- _Required action_: Copy out the lines below that hold the word "from".

- _Available data_:

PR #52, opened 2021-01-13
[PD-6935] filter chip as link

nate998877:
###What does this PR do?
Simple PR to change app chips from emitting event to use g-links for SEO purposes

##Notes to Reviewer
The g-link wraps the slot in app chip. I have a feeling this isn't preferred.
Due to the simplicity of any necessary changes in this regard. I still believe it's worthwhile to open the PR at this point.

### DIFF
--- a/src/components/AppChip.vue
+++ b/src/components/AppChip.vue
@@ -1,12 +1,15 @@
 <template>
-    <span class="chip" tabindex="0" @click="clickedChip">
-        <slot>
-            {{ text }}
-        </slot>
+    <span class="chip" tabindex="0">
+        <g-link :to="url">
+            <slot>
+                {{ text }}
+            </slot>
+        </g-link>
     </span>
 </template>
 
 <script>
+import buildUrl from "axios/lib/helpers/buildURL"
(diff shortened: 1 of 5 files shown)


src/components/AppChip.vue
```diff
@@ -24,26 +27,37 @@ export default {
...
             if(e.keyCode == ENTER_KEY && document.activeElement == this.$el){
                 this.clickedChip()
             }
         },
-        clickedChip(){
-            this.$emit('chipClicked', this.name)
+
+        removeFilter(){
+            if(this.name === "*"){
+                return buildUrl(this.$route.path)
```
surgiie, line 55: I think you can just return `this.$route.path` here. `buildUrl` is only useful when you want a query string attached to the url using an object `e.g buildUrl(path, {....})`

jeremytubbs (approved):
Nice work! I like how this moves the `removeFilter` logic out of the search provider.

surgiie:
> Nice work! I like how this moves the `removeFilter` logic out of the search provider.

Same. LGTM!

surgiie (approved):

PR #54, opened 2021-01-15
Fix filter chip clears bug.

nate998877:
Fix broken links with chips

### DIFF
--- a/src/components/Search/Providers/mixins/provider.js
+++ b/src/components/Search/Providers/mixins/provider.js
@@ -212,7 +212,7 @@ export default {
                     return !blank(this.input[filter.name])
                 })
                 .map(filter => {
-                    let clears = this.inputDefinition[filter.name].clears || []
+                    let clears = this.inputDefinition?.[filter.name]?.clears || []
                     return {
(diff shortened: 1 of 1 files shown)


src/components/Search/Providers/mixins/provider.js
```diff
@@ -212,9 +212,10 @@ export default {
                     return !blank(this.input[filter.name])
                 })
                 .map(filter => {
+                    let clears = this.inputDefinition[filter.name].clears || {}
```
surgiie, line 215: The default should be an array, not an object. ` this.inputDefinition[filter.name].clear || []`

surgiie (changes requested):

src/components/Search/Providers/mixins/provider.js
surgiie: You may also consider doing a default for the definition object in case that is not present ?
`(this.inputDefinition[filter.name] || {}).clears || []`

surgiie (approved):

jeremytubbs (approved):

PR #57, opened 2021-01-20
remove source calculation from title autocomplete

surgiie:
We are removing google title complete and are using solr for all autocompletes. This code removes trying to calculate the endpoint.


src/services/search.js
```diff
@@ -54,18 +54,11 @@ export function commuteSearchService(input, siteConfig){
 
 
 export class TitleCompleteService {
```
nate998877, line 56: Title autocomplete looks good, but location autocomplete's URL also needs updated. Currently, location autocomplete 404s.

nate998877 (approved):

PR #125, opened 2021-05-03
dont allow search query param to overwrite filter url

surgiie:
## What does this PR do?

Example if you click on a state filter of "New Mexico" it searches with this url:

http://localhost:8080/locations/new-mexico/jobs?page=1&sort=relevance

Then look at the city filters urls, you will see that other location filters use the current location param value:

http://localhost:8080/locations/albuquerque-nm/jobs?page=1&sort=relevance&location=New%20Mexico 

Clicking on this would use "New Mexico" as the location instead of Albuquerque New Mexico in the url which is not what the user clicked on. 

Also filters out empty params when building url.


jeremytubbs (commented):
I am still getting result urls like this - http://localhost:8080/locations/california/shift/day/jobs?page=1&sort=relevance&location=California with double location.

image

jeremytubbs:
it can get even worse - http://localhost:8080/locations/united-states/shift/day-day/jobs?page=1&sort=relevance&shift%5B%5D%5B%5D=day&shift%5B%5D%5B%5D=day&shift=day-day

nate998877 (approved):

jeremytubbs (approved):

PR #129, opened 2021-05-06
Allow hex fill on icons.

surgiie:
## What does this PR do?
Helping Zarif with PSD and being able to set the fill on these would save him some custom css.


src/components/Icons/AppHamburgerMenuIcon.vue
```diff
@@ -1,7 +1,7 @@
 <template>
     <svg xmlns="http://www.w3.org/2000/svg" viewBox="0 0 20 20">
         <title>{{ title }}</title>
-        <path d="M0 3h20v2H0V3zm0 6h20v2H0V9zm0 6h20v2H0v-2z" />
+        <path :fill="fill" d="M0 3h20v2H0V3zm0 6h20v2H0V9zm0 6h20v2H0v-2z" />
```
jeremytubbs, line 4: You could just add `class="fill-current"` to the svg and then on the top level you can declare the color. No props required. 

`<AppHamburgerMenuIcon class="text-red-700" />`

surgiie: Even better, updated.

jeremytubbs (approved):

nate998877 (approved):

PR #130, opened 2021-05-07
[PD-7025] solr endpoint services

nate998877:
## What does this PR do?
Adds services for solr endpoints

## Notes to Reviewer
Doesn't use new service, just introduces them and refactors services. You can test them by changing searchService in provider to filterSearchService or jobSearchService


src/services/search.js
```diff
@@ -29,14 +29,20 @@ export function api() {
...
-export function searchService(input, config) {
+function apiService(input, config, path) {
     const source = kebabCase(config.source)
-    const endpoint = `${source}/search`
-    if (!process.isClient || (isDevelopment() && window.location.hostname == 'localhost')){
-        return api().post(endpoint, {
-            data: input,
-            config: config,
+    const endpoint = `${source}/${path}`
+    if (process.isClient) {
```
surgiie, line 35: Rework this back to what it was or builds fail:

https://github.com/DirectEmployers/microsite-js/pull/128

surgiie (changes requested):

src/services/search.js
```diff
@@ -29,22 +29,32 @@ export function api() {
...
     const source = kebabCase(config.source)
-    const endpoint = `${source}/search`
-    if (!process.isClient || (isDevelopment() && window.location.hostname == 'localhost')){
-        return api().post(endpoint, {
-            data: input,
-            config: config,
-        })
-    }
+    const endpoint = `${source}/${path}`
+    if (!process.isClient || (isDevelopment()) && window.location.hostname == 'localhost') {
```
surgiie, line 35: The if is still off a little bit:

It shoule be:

- _Exercise result_:
Simple PR to change app chips from emitting event to use g-links for SEO purposes
+import buildUrl from "axios/lib/helpers/buildURL"
remove source calculation from title autocomplete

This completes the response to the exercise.